WHAT YOU NEED TO DO:
Would you retype each record exactly as given?
%%
PR #1183, opened 2019-01-16
Hotfix PSA - 2019-001 and 002

ronaldtebrake:
## Problem
Security update SA 2019-001 and 002.
Checking if patches apply on the new double security release. After we hotfix it.


ronaldtebrake:
All green, woop woop!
%%
RESPONSE TO THIS TASK:
PR #1183, opened 2019-01-16
Hotfix PSA - 2019-001 and 002

ronaldtebrake:
## Problem
Security update SA 2019-001 and 002.
Checking if patches apply on the new double security release. After we hotfix it.


ronaldtebrake:
All green, woop woop!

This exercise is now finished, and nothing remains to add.